Today, an increasing number of institutional clients are looking for solutions, strategies and roadmaps to implement Big Data and Predictive Analytics initiatives within their own organizations. While the exact nature of the solutions and recommendations may differ from client to client, based on a number of factors, like the industry they operate in, the size of their operations and business model, there are common threads that can be applied to their needs.
While looking for these common threads, I came across an interesting white paper titled "Standards in Predictive Analytics" by James Taylor (CEO, Decision Management Solutions) in which he shares his thoughts on the subject. This blog post summarizes some of the key points that the author makes, along with some of my own thoughts from my engagements with both mid and large sized clients, within and outside the US, which I hope you find useful.
The changing nature of Predictive Analytics today.
In the past, a predictive analytic model was generated using a single proprietary tool like ,for example SAS, against a sample of structured data. The model would then be applied in batch to generate scores for future use in a database or data warehouse.
Today, there is a focus on "operationalizing analytics", that is, building models and applying these models in their day to day operations, turning the organization's data into useful, actionable insight (e.g. real time scoring) which can be used NOW to improve customer engagement, manage risk, reduce fraud, etc.
The biggest mistake that organizations make while trying to build an Analytics and/or Big Data Strategy is focusing on the technology before understanding the business problems/opportunities and decisions that need to be made. In other words, it is NOT enough to just ask for greater insight. You need to take the effort to better understand the insight and the underlying business problem that the insight will hopefully help solve. Once identified and well understood, the desired insight will naturally drive the analytics and big data requirements.
More Big Data drives more Predictive Analytics
The growth of Predictive Analytics has increasingly merged with the growth of Big Data. Increased digitization and the internet has exponentially increased the amount of big data available as well as the range of data types and the speed at which data arrives. This is commonly described as the "3 Vs": Volume, Variety and Velocity of Big Data.
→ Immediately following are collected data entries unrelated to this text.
PR #10895, opened 2026-03-15
chore(): simplify svg creation in unit tests via shared helper

Smrtnyk:
Continuation of the work I was doing before with unit tests to bring them in good shape

### DIFF
--- a/.github/workflows/comment_coverage.yml
+++ b/.github/workflows/comment_coverage.yml
@@ -15,6 +15,11 @@ jobs:
     name: Coverage reporting
     runs-on: ubuntu-24.04
     steps:
+      - name: Checkout actions
+        uses: actions/checkout@692973e3d937129bcbf40652eb9f2f61becf3332 # v4.1.7
+        with:
+          sparse-checkout: |
+            .github
       - name: 'Create an empty tmp directory'
         run: |
           mkdir ${{ runner.temp }}/artifacts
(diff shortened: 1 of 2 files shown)


asturur:
definetely is not working this coverage. 2236 lines is not correct.
I should probably stop to try to merge them and be happy with vitest coverage.

Smrtnyk:
> definetely is not working this coverage. 2236 lines is not correct. I should probably stop to try to merge them and be happy with vitest coverage.

that was my concern
I am not familiar how these two can work together
the plawyright is consuming obfuscated bundled source if I am thinking it right, where vitest operates on source code
playwright would need some kind of source maps to resolve it back to the source code or something

but I don't have enough context, and maybe it worked differently before

asturur:
i think you can download the coverage files from the action tabs, i don't remember them being obfuscated. or maybe that is the issue, before playwright wasn't consuming the minified bundle?
I understand for an e2e test make sense.

At work we mix the 2 and we nail down uncovered lines correctly from playwright too.

asturur:
if this is good to go you can merge when you feel like

Smrtnyk:
> if this is good to go you can merge when you feel like

yeah the PR is good itself
I am doing these bitesized PRs for unit tests to not overwhelm you
I myself do not have the merge button so you will need to merge when you have time

Smrtnyk:
> that is the issue, before playwright wasn't consuming the minified bundle?

could be, I think we would need to make playwright consume unobfuscated source code bundle
It definitely needs some play around
I never attempted something like that, but could have a look later on how it could work

asturur:
if is green you should see the merge button no? is approved, you should see it now.

Smrtnyk:
> if is green you should see the merge button no? is approved, you should see it now.

no i just see the close and comment buttons, no merge
I assume I don't have write permissions to the repo

Smrtnyk:
a question that is a bit offtopic, sorry for that
have you considered using something like https://www.sonarsource.com/products/sonarqube/
I use it at work and for private projects
they offer free usage for open source projects
So far in these 7 years of using it I really like the tool and it catches lot of stuff
It could run on PRs via github action

asturur:
sonarqube is good i use it professionally, i didn't consider using it here because the simple text report was ok. Then file number exploded, test framework too, and the small text report is not good anymore. I ll have to add it at some point.

asturur:
yeah i just got the oss plan, let's see if it can give me just a simple coverage report on change lines.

Organizations are finding that the data they need for predictive analytics is no longer all structured data and no longer data stored in their databases and data warehouses. There is increasing evidence to support the notion that predictive analytic models built leveraging both structured and unstructured Big Data are making a more transformative impact on the business when compared to analytic models built using structured data alone.
3 Core Emerging Themes in Predictive Analytics
The role of R in broadening the predictive analytic ecosystem
R is free and open source making it appealing as a tool to learn advanced analytics with. Because R is open and designed to be extensible, the number of algorithms available for it is huge with over 5300 packages today. Ironically. this proliferation of packages has led some to question Are there too many R packages today? (but I digress...).
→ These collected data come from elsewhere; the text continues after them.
PR #10896, opened 2026-03-15
chore(): try to improve playwright tests speed

Smrtnyk:
just experimenting to see if they really need to run for 5 minutes in ci

### DIFF
--- a/playwright.config.ts
+++ b/playwright.config.ts
@@ -27,7 +27,6 @@ const config: PlaywrightTestConfig = {
   forbidOnly: !!process.env.CI,
   /* Retry once to get the video and trace for truly failing tests */
   retries: 1,
-  /* Limit parallel workers on CI. */
   workers: process.env.CI ? '100%' : undefined,
   /* Do not update snapshot on CI */
   updateSnapshots: process.env.CI ? 'none' : 'missing',


asturur:
probably the visual similarities test needs to be divided in one test per folder, instead of the monster it is now, it probably takes a lot of time and is the driver of the overall timer.

Smrtnyk:
> probably the visual similarities test needs to be divided in one test per folder, instead of the monster it is now, it probably takes a lot of time and is the driver of the overall timer.

I am currently looking at the config, it seems redundant to capture video all the time for evertyhing when you would look at it only if test failed or?
capturing videos and traces are very expensive, you probably want it for truly failed tests taht is if they retried and failed

after that then comes what can be looked at on test basis

asturur:
```e2e/tests/visual-output/rendering/index.spec.ts:20:9 › VISUAL RENDERING TESTS```
This one is the issue.
Should be broken in pieces.

**Comment by asturur** [comment]
> > probably the visual similarities test needs to be divided in one test per folder, instead of the monster it is now, it probably takes a lot of time and is the driver of the overall timer.
> 
> I am currently looking at the config, it seems redundant to capture video all the time for evertyhing when you would look at it only if test failed or? capturing videos and traces are very expensive, you probably want it for truly failed tests taht is if they retried and failed
> 
> after that then comes what can be looked at on test basis

oh i didn't know i was doing that

**Comment by Smrtnyk** [comment]
ok witht his config it is now 3m instead of 5

**Comment by Smrtnyk** [comment]
@asturur I adjusted the config here only
on test basis i would look in a separate PR so it would be a separate change

**Comment by Smrtnyk** [comment]
another thing, do you need the test coverage in playwright, when you already have it in vitest?

**Comment by asturur** [comment]
the coverage is global, playwright and vitest and then is added.
The action to post it in the PR is broken and i need to get a look at it

**Comment by Smrtnyk** [comment]
> the coverage is global, playwright and vitest and then is added. The action to post it in the PR is broken and i need to get a look at it

How does that work?
Playwright loads the bundle that is minified, is it using the source maps?
Where vitest operates on the sourcd code

I wasnt aware that such combining is possible

**Comment by asturur** [comment]
well it was working with previous unit test method, before the mega switch to full jest/vitest.

I ll look at the action and we discover.

Is this meargeable?

File: playwright.config.ts [hunk 1]
```diff
@@ -48,8 +47,8 @@ const config: PlaywrightTestConfig = {
     baseURL: 'http://localhost:8080',
 
     /* Collect trace when retrying the failed test. See https://playwright.dev/docs/trace-viewer */
-    trace: 'retain-on-failure',
-    video: process.env.CI ? 'retain-on-failure' : 'on',
+    trace: 'on-first-retry',
+    video: 'on-first-retry',
```
asturur, line 51: oj this is great

Smrtnyk:
> well it was working with previous unit test method, before the mega switch to full jest/vitest.
> 
> I ll look at the action and we discover.
> 
> Is this meargeable?

Yeah its good to go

While scalability and performance has traditionally been an issue with R, commercial Vendors like Revolution Analytics are providing their own R implementations for Big Datasets that overcome these limitations.
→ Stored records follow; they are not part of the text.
PR #10912, opened 2026-03-16
refactor(tests): remove coverage collection from playwright

Smrtnyk:
Lets see if this gives some speed increase

### DIFF
--- a/CHANGELOG.md
+++ b/CHANGELOG.md
@@ -2,6 +2,7 @@
 
 ## [next]
 
+- refactor(tests): remove coverage collection from playwright [#10912](https://github.com/fabricjs/fabric.js/pull/10912)
 - ci(): fix sonarqube lcov path after artifact download [#10910](https://github.com/fabricjs/fabric.js/pull/10910)
 - ci(): Try to enable sonarqube cloud for coverage reporting [#10903](https://github.com/fabricjs/fabric.js/pull/10903)
 - docs(agents): add repo AGENTS guide and PR skill [#10900](https://github.com/fabricjs/fabric.js/pull/10900)


asturur:
Defintely faster

Smrtnyk:
@asturur with this change it is 2 minutes now
yesterday it was 5 minutes, then we adjusted config and made it 3 minutes and now with this 2 minutes

I also saw a warning

```
Warning: Node.js 20 actions are deprecated. The following actions are running on Node.js 20 and may not work as expected: actions/cache@0400d5f644dc74513175e3cd8d07132dd4860809, actions/checkout@692973e3d937129bcbf40652eb9f2f61becf3332, actions/setup-node@1e60f620b9541d16bece96c5465dc8ee9832be0b. Actions will be forced to run with Node.js 24 by default starting June 2nd, 2026. Please check if updated versions of these actions are available that support Node.js 24. To opt into Node.js 24 now, set the FORCE_JAVASCRIPT_ACTIONS_TO_NODE24=true environment variable on the runner or in your workflow file. Once Node.js 24 becomes the default, you can temporarily opt out by setting ACTIONS_ALLOW_USE_UNSECURE_NODE_VERSION=true. For more information see: https://github.blog/changelog/2025-09-19-deprecation-of-node-20-on-github-actions-runners/
```
not sure if you want to do something about it

asturur:
Yes the actions needs to be updated, but most of them already work on node24 when node20 will be removed.

Smrtnyk:
OK then this PR is ready to be merged if you want

partially unrelated quesiton: there is  coverage:merge script in package.json, is that thing needed what it is merging?
and do we need the nyc dep at all?

PR #10929, opened 2026-03-26
chore(deps): update devDependencies to latest versions

Smrtnyk:
Fixes the security vulnerability reported by flatted
 https://github.com/vitest-dev/vitest/issues/9975


src/benchmarks/boundingBoxFromPoint.mjs
```diff
@@ -1,4 +1,3 @@
-/* eslint-disable no-restricted-syntax */
```
Smrtnyk, line 1: lint --fix removed these, not sure what they were about

Smrtnyk:
linter got some improvements so I ran lint autofix, therefore changes in multiple files

asturur (approved):

PR #10932, opened 2026-03-29
refactor(test): fix dead assertions in Shadow.spec.ts

Smrtnyk:
Seems like this somehow went through during test migrations from qunit

I am going through sonar issues and will be opening bite sized PRs for things that make sense
this is first of those findings


asturur (dismissed):
thanks good finding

The role of Hadoop in handling Big Data for predictive analytics
Hadoop consists of two core elements- the Hadoop Distributed file System or HDFS and the MapReduce programming framework.
While some newer organizations, like web 2.0 companies are putting all their data in Hadoop, a mixed database/data warehouse/Hadoop approach is more common. In the mixed environment, Hadoop is used as a landing zone for data where it can be pre-processed before being moved to a data warehouse. This allows for rapid addition of new data sources to an existing environment. Hadoop is also used as an active archive, where older data that might have been archived inaccessibly in the past to be available for analysis, can now be used to build predictive models.
The role of PMML in moving to real-time predictive analytics
If predictive analytic models cannot be effectively operationalized and injected into operational systems, there is the risk that they will sit on the shelf and lose value. Most analytic environments are batch oriented and are often loosely attached to the production environment. There is a need to move models built in a variety of analytic tools, into their production environments including workflow engines, business rules management systems, etc. PMML (Predictive Model Markup Language) has emerged as an important way to achieve this.